Dynamics of a trefoil knotted vortex

A slender trefoil knotted vortex is studied using direct numerical simulation of the Navier-Stokes equations for vortex Reynolds numbers (Re Gamma/nu, circulation/viscosity) up to 12000. For initially zero twist (T-w,T-0 = 0), neither the writhe W-r nor the global helicity H is conserved. Initially W-r slowly decreases, then suddenly drops during reconnection and becomes almost constant thence; its evolution is almost Re independent. Before reconnection, H also gradually decreases but sharply increases during reconnection. The evolution of H after reconnection strongly depends on Re. While steadily decreasing at low Re, H significantly increases before eventually decaying at high Re. Flow visualization, helicity decomposition and helical wave decomposition reveal that significant amounts of positive and negative twist helicities are simultaneously generated before and during reconnection. Also, the small leading and large trailing rings resulting from asymmetric reconnection have respectively negative and positive twists, which then decay differently due to different initial values, geometries and mutual induction.
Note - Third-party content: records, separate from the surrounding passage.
Issue #4204, opened 2026-05-21
feat: remove token/key choice in new credential flow


christierney:
Now that token authentication works everywhere[^1], it would be simpler and less confusing to remove the "Token auth or API Key" choice in the new credential flow and just default to token. We have heard that customers are sometimes confused by the choice and think we don't support token auth, even though it is present as a choice and just works.

We need to continue to support API Key credentials that already exist.

We may want to consider having some way to still make a new API Key credential as a fallback in case somebody finds a situation where Token auth is not working. Maybe a separate command they can invoke from the command palette?

[^1]: We think. Verify that this is true! Search for open issues. We have tested and proved it works in Snowflake and Workbench. Try it with a proxy setup.

nealrichardson:
I'd personally love to see this accompanied by #3878. So all the user has to do is give you the Connect server URL, if it can do OAuth it does, if it can't, it just does the token auth as you say here.

Issue #3858, opened 2026-03-20
Add integration test for token auth against a real Connect server


zackverham:
Tracked in #3713.

The TypeScript `ConnectAPI` client now supports token-based authentication (RSA key-pair signing), but there is no integration or E2E test that validates the full token auth handshake against a real Connect server.

## Context

PR #3857 ported Go token auth to the TypeScript client with solid unit test coverage (signature round-trip verification, header computation, constructor validation). However, an integration test against a live Connect server would confirm the full flow works end-to-end:

1. Provision a token credential (RSA key pair + token ID) on a Connect server
2. Authenticate using the TypeScript `ConnectAPI` client with `token` + `privateKey`
3. Make authenticated API calls (e.g., `testAuthentication()`, `getSettings()`)
4. Verify the requests succeed with proper authorization

## Considerations

- May require Docker/Connect server configuration changes to support token provisioning in the E2E environment
- Could be a Cypress E2E test or a standalone integration test
- Existing E2E infrastructure only covers API key auth (PCS) and OAuth (PCC)

Issue #3709, opened 2026-03-12
E2E Cypress test gaps for deployment TOML migration


christierney:
## Context

As part of the Go-to-TypeScript deployment TOML migration (#3707), we analyzed existing e2e Cypress test coverage against the manual test plan. This issue tracks the identified gaps that would be good candidates for automation.

## Existing Coverage

| Test File | What It Covers |
|---|---|
| `common.cy.js` | Smoke test: extension loads, sections visible |
| `credentials.cy.js` | PCS/PCC credential CRUD |
| `deployments.cy.js` | PCS static deploy + PCC Shiny deploy (create → deploy → verify TOML) |
| `embedded-deployments.cy.js` | FastAPI deploys from workspace root + subdirectory |
| `error-err-config.cy.js` | Invalid config + missing config error display |
| `multi-stepper-negative.cy.js` | OAuth cancellation + deployment creation cancellation |
| `integration-requests.cy.js` | Integration Requests section visibility (PCS vs PCC) |
| `open-connect-content.cy.js` | Open Connect Content command (currently skipped/flaky) |

### High Priority

**1. Associate GUID ("Link to Existing Content")**
No existing test covers the Associate GUID flow (`showAssociateGUID`). This directly exercises the migrated `patchDeploymentRecord` code path. A test would:
- Create a deployment
- Run the Associate GUID command
- Enter a valid GUID
- Verify the deployment TOML is updated with `id`, `dashboard_url`, `direct_url`, `logs_url`

**2. Redeployment (deploy → modify → redeploy)**
Existing tests deploy once but never test the redeploy cycle. This would validate that:
- After initial deploy, the deployment record gets updated with `id` and URLs
- Modifying the config and redeploying works
- The deployment state transitions correctly (NEW → has content ID)

### Medium Priority

**3. Deployment Selection/Switching**
`error-err-config.cy.js` selects deployments from the quick pick, but there's no test that:
- Creates multiple deployments
- Switches between them via the deployment selector
- Verifies the UI updates to show the correct deployment's details

This exercises `loadDeployment` (the migrated `getSelectedContentRecord` path in `state.ts`).

**4. Deployment Record TOML Field Verification After Deploy**
`deployments.cy.js` verifies the *config* TOML fields but doesn't check the deployment record TOML after a successful deploy. Specifically:
- `id` (content GUID) is populated
- `dashboard_url`, `direct_url`, `logs_url` are populated and well-formed
- `server_url` and `server_type` match the credential used

[...]

Issue #3376, opened 2026-01-07
feat: Integrate credential storage with `rsconnect-python`


juleswg23:
## Description

This is possibly an over-ambitious request, but I am trying to replicate behavior from the publishing pipeline in RStudio.

I'd like to be able to create a new credential at the command line with `rsconnect-python`, and have Publisher pick this up when I go to deploy. The motivation is that I find it easier to onboard users with an instruction to execute, rather than a series of steps and screenshots for use of the UI, especially for an operation they will only have to do once.

From my understanding, one solution to this may make credential storage less secure, given that both tools (Publisher and rsconnect-python) would have to be able to read and/or write the credential independently.

In the off chance this is already supported I apologize!

dotNomad:
I think if we did this it pulls us in a direction of a universal credential store for Connect publishing.

If we pull in `rsconnect-python` creds, but now those don't sync with Publisher creds (because it uses `SecretStore` in Positron / VS Code now `rsconnect-python` has older, different credentials which could be confusing.

I think its better to keep these credentials as independent for now.

PR #4314, opened 2026-07-27
feat(auth): Connect OAuth authentication (#3878)

### LINKED ISSUE #3878: Use Connect's OAuth flow to authenticate
Rather than token auth or API key. Check for existence of the `$CONNECT_SERVER/.well-known/oauth-authorization-server`, and if it exists, do the OAuth flow and store the credential. Also probably need to be able to detect when you need to re-trigger the auth, like catch the error when the token is expired and re-auth if using this auth method.

mconflitti-pbc:
Closes #3878.

## What

Adds OAuth sign-in for self-hosted Posit Connect credentials, mirroring the mechanism shipped in `rsconnect-python` (`rsconnect/oauth.py`): RFC 8414 discovery, RFC 7591 dynamic client registration, Authorization Code + PKCE, device code, and bearer tokens with refresh.

When creating a Connect credential, the auth-method picker shows **two options**:

- **Sign in with a browser** (Recommended)
- **API Key** (manually enter an API key)

"Sign in with a browser" routes to **OAuth** when the server advertises it (via the `.well-known` probe) and to the existing **token** flow when it doesn't. The user never sees the OAuth-vs-token distinction — both open the browser and no token is ever shown. **Existing API-key / token+key credentials are untouched** (no migration).

## Connect version requirements

- **OAuth** (discovery + DCR + Auth Code/PKCE + refresh) requires **Posit Connect 2026.02.0+**. Against older servers, the browser sign-in transparently uses the existing token flow.
- The **device-code** flow requires **Posit Connect 2026.06.0+** (the device authorization endpoint).

## How it works

- **Discovery probe** on the entered URL (`/.well-known/oauth-authorization-server`) decides whether the browser sign-in uses OAuth or the token flow.
- **Redirect transport is chosen by environment, not by socket bind.** `ConnectOAuthActivator.authorize()` tries, in order:
  1. **`positPublisher.useDeviceCodeAuth`** — explicit user override, honored first so it always wins.
  2. **Posit Workbench relay** (`RS_SERVER_URL` + `RS_SERVER_ADDRESS` set) — real Auth Code + PKCE in browser-served VS Code / Positron. See below.
  3. **Loopback** (`http://127.0.0.1:<port>/callback`) — desktop UI with no `remoteName`, i.e. extension host and browser share a machine. Zero Connect config: DCR accepts a loopback redirect and authorize matches it with RFC 8252 port flexibility.
  4. **Device code** — the universal fallback.

  Client registration moved *into* each flow, since each registers its own `redirect_uri`.
- **Bearer + refresh** live in `@posit-dev/connect-api`: a `BearerAuth` option sends `Authorization: Bearer`, and on a 401 calls a caller-supplied refresh callback, retries once, else throws `SessionExpiredError`. Streamed bodies (bundle upload) are never replayed.
- **Single refresh/persist chokepoint:** `connectAPIOptionsFromCredential` emits the bearer variant with a callback that refreshes (re-registering on `invalid_client`, keeping the current refresh token when the server doesn't rotate it), persists rotated tokens, and returns the new access token — so all existing ConnectAPI call sites get silent refresh for free.
- **Publish re-auth:** refresh is transparent; if it fails, the deploy prompts interactive re-auth (reusing `oauthClientId`), persists, and retries once.
- **Credential name** defaults to the server hostname (editable), matching the token flow.
- **Loopback callback page** is a self-contained branded card (inlined Posit Connect logo, success/error status icon on its own line, light/dark support, friendly copy) served on `127.0.0.1` — no external resource requests.

## Browser Positron / VS Code on Posit Workbench

Workbench serves both IDEs through the browser, where a loopback socket binds fine on the extension host but is unreachable from the user's browser. Workbench exposes a **generic OAuth relay** — the same one Workbench's own VS Code extension uses (`rstudio-workbench-vscode-ext` `src/utils/oauthClient.ts`) — which makes the real Authorization Code + PKCE flow work there:

```
redirect_uri = <RS_SERVER_URL>/oauth_redirect_callback      # browser-reachable
poll         = <RS_SERVER_ADDRESS>/oauth_code?state=...     # host-reachable
```

`/oauth_redirect_callback` records `state → code` in Workbench's `oauth2_state` table on redirect; `/oauth_code?state=` returns it exactly once (404 until it lands). Both routes are registered unconditionally (`ServerOpenIDAuth.cpp:394-395`), and the mechanism is identical for Positron and VS Code.

Because the Workbench URL is not a loopback URI, **a Connect administrator must allow `https://<workbench-url>/oauth_redirect_callback`** as a redirect URI for this path to be used. Publisher handles both directions automatically:

- Probes the relay before opening any browser, so an unreachable deployment falls back to device code immediately rather than after a long poll.
- Falls back to device code when Connect rejects the Workbench redirect URI at registration, logging the URI an admin would need to allow.
- **Surfaces** a terminal failure (user denied, timed out) instead of silently re-prompting in another flow.

`positPublisher.useDeviceCodeAuth` is now documented as a **backup** toggle rather than the fix for browser IDEs, since automatic selection covers those environments.

## Credential model

Adds `oauthClientId` + `tokenExpiresAt`, mutually exclusive with `apiKey` and `token`+`privateKey`. Storage is migration-safe (older records backfill the new fields to `""`; envelope version unchanged).

## Redirect design note (why no Connect code change)

No change to Connect's *default* allowlist is needed. Allowlisting `vscode://`/`positron://` deep links would not help the browser/Workbench case: a custom scheme has no local desktop app to catch it in a browser tab; Connect's existing `https://vscode.dev/redirect` default only bounces to Microsoft's `vscode://` scheme, not forks like Positron; and `env.asExternalUri` in a web IDE resolves to a dynamic, per-deployment origin that can't be a static allowlist entry. (Explored and dismissed in now-closed posit-dev/connect#41662.) The Workbench relay solves the web case instead, using per-deployment allowlisting an admin already controls.

## Testing

- Unit (Vitest): discovery 200/404/HTML/network; DCR (+ conditional device grant, `invalid_client` re-register); PKCE S256; auth-code / device / refresh exchanges (+ refresh-token rotation kept when omitted); credential validation + option order; storage backfill; `update`/`refreshOAuthToken`; connect-api bearer header + 401→refresh→retry + refresh-failure + streamed-body guard; stepper (browser→OAuth, browser→token, API-key with/without OAuth).
- Workbench module: env detection (query/trailing-slash normalization, partial/non-HTTP rejection), redirect-URI construction, relay reachability probe (400/404/429/503 reachable; HTML/ECONNREFUSED not), code polling (retry statuses, denial, unexpected status, timeout).
- Activator transport selection: desktop→loopback, loopback-bind-failure→device, web-outside-Workbench→device, remote→device, override wins even in Workbench; Workbench relay happy path (registered redirect URI, authorize params, raw-string open, poll, exchange) plus all three fallbacks and the terminal-failure passthrough.
- `eslint src` clean, typecheck 0 errors, Prettier clean, esbuild bundle builds. Extension Vitest **107 files / 1918 pass** (+4 todo, full suite including the Quarto/R integration + smoke suites); connect-api Vitest **138 pass**.
- e2e: legacy API-key credential flow selectors switched from row index to aria-label so they're robust to the new picker.

## Out of scope / follow-ups

- Connect Cloud SSO; shared credential store with rsconnect-python (#3376).
- Fully removing the token/key choice (#4204).
- e2e/Cypress coverage for the browser-OAuth path (coordinate with #3709) and extending #3858.
- Manual smoke test against a live Workbench-served Positron/VS Code session with the Workbench redirect URI allowed on Connect (unit tests cover routing + HTTP mechanics, not a live proxy round-trip).

🤖 Draft — opening for early review.

### DIFF
--- a/extensions/vscode/src/multiStepInputs/newConnectCredential.ts
+++ b/extensions/vscode/src/multiStepInputs/newConnectCredential.ts
@@ -46,7 +46,7 @@ import {
   OAuthAuthResult,
   OAuthMetadata,
 } from "src/auth/oauth";
-import { logSignInDiagnostic } from "src/logging";
+import { logger } from "src/logging";
 
 // Internal auth mechanisms. OAUTH and TOKEN are both surfaced to the user as a
 // single "sign in with a browser" choice — the user never sees a token, so the
@@ -552,12 +552,12 @@ export async function newConnectCredential(
       // an error popup — see isCancellation for why a dismissal must not take
       // this path.
       if (isCancellation(e)) {
-        logSignInDiagnostic("OAuth sign-in was dismissed before it completed.");
+        logger.debug("OAuth sign-in was dismissed before it completed.");
       } else {
         // describeError, not getMessageFromError: the latter returns "" for any
         // throw it doesn't recognize.
         const reason = describeError(e);
-        logSignInDiagnostic(`OAuth sign-in failed: ${reason}`);
+        logger.debug(`OAuth sign-in failed: ${reason}`);
         window.showErrorMessage(
           `OAuth sign-in did not complete: ${reason}. You can use an API key instead.`,
         );
--- a/extensions/vscode/src/multiStepInputs/newConnectCredential.ts
+++ b/extensions/vscode/src/multiStepInputs/newConnectCredential.ts
@@ -45,6 +45,10 @@ import {
   OAuthMetadata,
 } from "src/auth/oauth";
 
+// Internal auth mechanisms. OAUTH and TOKEN are both surfaced to the user as a
+// single "sign in with a browser" choice — the user never sees a token, so the
+// distinction is an implementation detail resolved by whether the server
+// advertises OAuth.
 enum AuthMethod {
   API_KEY = "apiKey",
   TOKEN = "token",
@@ -53,20 +57,8 @@ enum AuthMethod {
 
 enum AuthMethodName {
   API_KEY = "API Key",
-  TOKEN = "Token Authentication (Legacy)",
-  OAUTH = "OAuth (Recommended)",
+  BROWSER = "Sign in with a browser",
 }
-
-const getAuthMethod = (authMethodName: AuthMethodName) => {
-  switch (authMethodName) {
-    case AuthMethodName.API_KEY:
-      return AuthMethod.API_KEY;
-    case AuthMethodName.TOKEN:
-      return AuthMethod.TOKEN;
-    case AuthMethodName.OAUTH:
-      return AuthMethod.OAUTH;
-  }
-};
 
 export async function newConnectCredential(
   viewId: string,
@@ -113,10 +105,6 @@ export async function newConnectCredential(
 
   const isApiKey = (authMethod: AuthMethod) => {
     return authMethod === AuthMethod.API_KEY;
-  };
-
-  const isOAuth = (authMethod: AuthMethod) => {
-    return authMethod === AuthMethod.OAUTH;
   };
 
   async function getSnowflakeToken(
@@ -359,20 +347,14 @@ export async function newConnectCredential(
   // Step: Select authentication method (Connect only)
   // ***************************************************************
   async function inputAuthMethod(input: MultiStepInput, state: MultiStepState) {
-    // Offer OAuth (recommended) only when the server advertised it during the
-    // URL step; otherwise present the token/API-key choices as before.
+    // Two choices, always: a browser sign-in (recommended) and a manual API
+    // key. The browser option is OAuth when the server advertises it, otherwise
+    // the token flow — both open the browser and never expose a token, so the
+    // user sees one consistent "sign in with a browser" option either way.
     const authMethods = [
-      ...(oauthMetadata
-        ? [
-            {
-              label: AuthMethodName.OAUTH,
-              description: "Sign in through your browser",
-            },
-          ]
-        : []),
       {
-        label: AuthMethodName.TOKEN,
-        description: "Generate a token in your browser",
+        label: AuthMethodName.BROWSER,
+        description: "Recommended — no API key to copy",
       },
       {
         label: AuthMethodName.API_KEY,
@@ -386,14 +368,12 @@ export async function newConnectCredential(
       totalSteps: 0,
       placeholder: "Select authentication method",
       items: authMethods,
-      // First item is the default: OAuth when available, else token auth.
+      // Browser sign-in is the default.
       activeItem: authMethods[0],
       buttons: [],
       shouldResume: () => Promise.resolve(false),
       ignoreFocusOut: true,
     });
-
-    authMethod = getAuthMethod(pick.label as AuthMethodName);
 
     // Clear auth fields from other methods so back-navigation can't leave a
     // credential with mixed material.
@@ -408,17 +388,8 @@ export async function newConnectCredential(
       state.data.privateKey = undefined;
     };
 
-    if (isOAuth(authMethod)) {
-      state.data.apiKey = undefined;
-      clearToken();
-      return {
-        name: step.INPUT_OAUTH,
-        step: (input: MultiStepInput) => steps[step.INPUT_OAUTH](input, state),
-        skipStepHistory: true,
-      };
-    }
-
-    if (isApiKey(authMethod)) {
+    if (pick.label === AuthMethodName.API_KEY) {
+      authMethod = AuthMethod.API_KEY;
       clearToken();
       clearOAuth();
       return {
@@ -428,8 +399,18 @@ export async function newConnectCredential(
       };
     }
 
-    // Token authentication.
+    // Browser sign-in: OAuth when supported, else the token flow.
     state.data.apiKey = undefined;
+    if (oauthMetadata) {
+      authMethod = AuthMethod.OAUTH;
+      clearToken();
+      return {
+        name: step.INPUT_OAUTH,
+        step: (input: MultiStepInput) => steps[step.INPUT_OAUTH](input, state),
+        skipStepHistory: true,
+      };
+    }
+    authMethod = AuthMethod.TOKEN;
     clearOAuth();
     return {
       name: step.INPUT_TOKEN,
--- a/extensions/vscode/src/multiStepInputs/newConnectCredential.ts
+++ b/extensions/vscode/src/multiStepInputs/newConnectCredential.ts
@@ -354,7 +354,7 @@ export async function newConnectCredential(
     const authMethods = [
       {
         label: AuthMethodName.BROWSER,
-        description: "Recommended — no API key to copy",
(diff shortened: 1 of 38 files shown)


mconflitti-pbc:
This simply implements the ability to use oauth to create a credential. We can follow up with changes to the UX regarding just automatically always following this cascade: oauth -> legacy token auth -> api key. But determining the proper ergonomics of this change across all environments are weeds I didn't want to get into here. Need thoughts from @kellobri and @nealrichardson

nealrichardson:
I am excited for this. My feedback is all about the UX, much of which is already in Publisher. We can address most of it after.

One concrete idea we could consider here though: "Token Authentication (Legacy)" sounds kinda gross. What if instead of always making that be an option, you probe for the .well-known resource, and if it exists, the options are "oauth" and "api key". If it does not, your options are "token" (no legacy) and "api key". We could further conceal the specifics and present both "oauth" and "token" as "browser" auth, because "token" is purely an implementation detail, the user never actually sees a token, it feels pretty much to them like the oauth flow.

mconflitti-pbc:
> I am excited for this. My feedback is all about the UX, much of which is already in Publisher. We can address most of it after.
> 
> One concrete idea we could consider here though: "Token Authentication (Legacy)" sounds kinda gross. What if instead of always making that be an option, you probe for the .well-known resource, and if it exists, the options are "oauth" and "api key". If it does not, your options are "token" (no legacy) and "api key". We could further conceal the specifics and present both "oauth" and "token" as "browser" auth, because "token" is purely an implementation detail, the user never actually sees a token, it feels pretty much to them like the oauth flow.

yeah that is a good tradeoff imo for this first pass. will do that!

nealrichardson:
The latest commit message says something about device code flow and copying codes, that's not what we're doing right? That's not what your screen recording showed.

mconflitti-pbc:
> The latest commit message says something about device code flow and copying codes, that's not what we're doing right? That's not what your screen recording showed.

It supports both. this is following rsconnect-python's lead which allows you to pass a flag to use a device code to confirm in cases where loopback is not local. Workbench I presume? Will update the video.

mconflitti-pbc:
Video shows both flows. The extension should detect which environment its in to automatically switch to device code, but the setting is there to force it for testing and is an escape hatch since it should work in all cases.


https://github.com/user-attachments/assets/3ac8a2dc-aa1d-417c-a465-fc496174a7af

nealrichardson:
> > The latest commit message says something about device code flow and copying codes, that's not what we're doing right? That's not what your screen recording showed.
> 
> It supports both. this is following rsconnect-python's lead which allows you to pass a flag to use a device code to confirm in cases where loopback is not local. Workbench I presume? Will update the video.

Workbench should be able to do the regular browser oauth flow, I would think--it works for MCP servers on Connect.

> The extension should detect which environment its in to automatically switch to device code

What does this mean?

nealrichardson:
Otherwise I like the new flow!

mconflitti-pbc:
@nealrichardson There is this check here: https://github.com/posit-dev/publisher/pull/4314/changes#diff-8ac7b54b1c4f782516bd7d6984a65b5f1165c427460cee70d03f4274da156955R113-R124 and used here: https://github.com/posit-dev/publisher/pull/4314/changes#diff-8ac7b54b1c4f782516bd7d6984a65b5f1165c427460cee70d03f4274da156955R131-R146

I would be surprised if using the loopback address works in workbench. I guess maybe there is something else going on we need here. Not sure how to test that in workbench specificaly before merging. The extension is spinning up a local server to do the authorization callback so maybe that just works but Connect would need the public address to redirect to.

nealrichardson:
> @nealrichardson There is this check here: https://github.com/posit-dev/publisher/pull/4314/changes#diff-8ac7b54b1c4f782516bd7d6984a65b5f1165c427460cee70d03f4274da156955R113-R124 and used here: https://github.com/posit-dev/publisher/pull/4314/changes#diff-8ac7b54b1c4f782516bd7d6984a65b5f1165c427460cee70d03f4274da156955R131-R146
> 
> I would be surprised if using the loopback address works in workbench. I guess maybe there is something else going on we need here. Not sure how to test that in workbench specificaly before merging. The extension is spinning up a local server to do the authorization callback so maybe that just works but Connect would need the public address to redirect to.

In the MCP use case, the initiator of the OAuth flow includes the `redirect_uri`, which is the Workbench URL. 

It must be possible for you to install a dev version of the extension into one of our workbench instances and try it out. (And if that's hard to do, we should fix that.)

extensions/vscode/src/multiStepInputs/newConnectCredential.ts
```diff
@@ -38,26 +38,28 @@ import {
...
 } from "src/auth/ConnectAuthTokenActivator";
-
+import {
+  ConnectOAuthActivator,
+  discoverOAuthMetadata,
+  OAuthAuthResult,
+  OAuthMetadata,
+} from "src/auth/oauth";
+
+// Internal auth mechanisms. OAUTH and TOKEN are both surfaced to the user as a
```
joshyam-k, line 51: is there a situation where a user would actually want to know which path was taken?

joshyam-k (commented):
apart from the open question around WB, this looks really good and the flow looks really smooth

hekhuisk (approved):

extensions/vscode/src/multiStepInputs/newConnectCredential.ts
mconflitti-pbc: Not that I can think of tbh!

mconflitti-pbc:
Tested successfully in workbench. It still falls back to device code since our connect has not explicitly added the proper workbench oauth relay uri to its allowlist. This is okay though since device code works just as well. Will open separate ticket to address updating that and making sure it is properly documented.

So again, to confirm the cascade is:
Browser auth -> if connect supports oauth: (oauth token generation -> device code), if connect does not support oauth: legacy token method -> or user selects manual api key entry

mconflitti-pbc:
@nealrichardson does this address remaining concerns?

nealrichardson:
I still think that the fact you're struggling to get the OAuth callback working on Workbench is a sign that we're doing something wrong here, but we don't have to hold this PR to sort that out, this is definitely a huge step forward!

mconflitti-pbc:
> I still think that the fact you're struggling to get the OAuth callback working on Workbench is a sign that we're doing something wrong here, but we don't have to hold this PR to sort that out, this is definitely a huge step forward!

The missing piece is updating the config in connect.posit.it so that the workbench redirect uri is in the allowlist. This code checks for failure of that allowlist and falls back to avoid confusion.

Separate conversation started around issues around redirect that are outside the scope of this publisher implementation. It works when the allowlist is correct and falls back seamlessly to device code if not. https://positpbc.slack.com/archives/C04FPQK3H9C/p1785433295023519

In particular, at high Re, the twist in the small ring, under stretching by the large trailing ring, decays much faster and even switches sign to become positive by the writhe-to-twist conversion - the main reason for the 'transient growth' of H. Simulations with non-zero initial twists (T-w,T-0 = 7.48 and 22.48) reveal that the overall dynamics is similar to the T-w,T-0 = 0 case. Hence, the evolution of the trefoil knotted vortex is mainly governed by W-r, not. T-w, although the latter is found to play an essential role in enstrophy growth as well as energy cascade.

Automated summary

The study of a slender trefoil knotted vortex reveals that the evolution of the vortex is mainly governed by the change in writhe, rather than twist, although twist plays a significant role in enstrophy growth and energy cascade. Reconnection causes changes in twist helicity and global helicity, strongly dependent on Reynolds number. Flow visualization and helical wave decomposition show the generation of both positive and negative twist helicities before and during reconnection.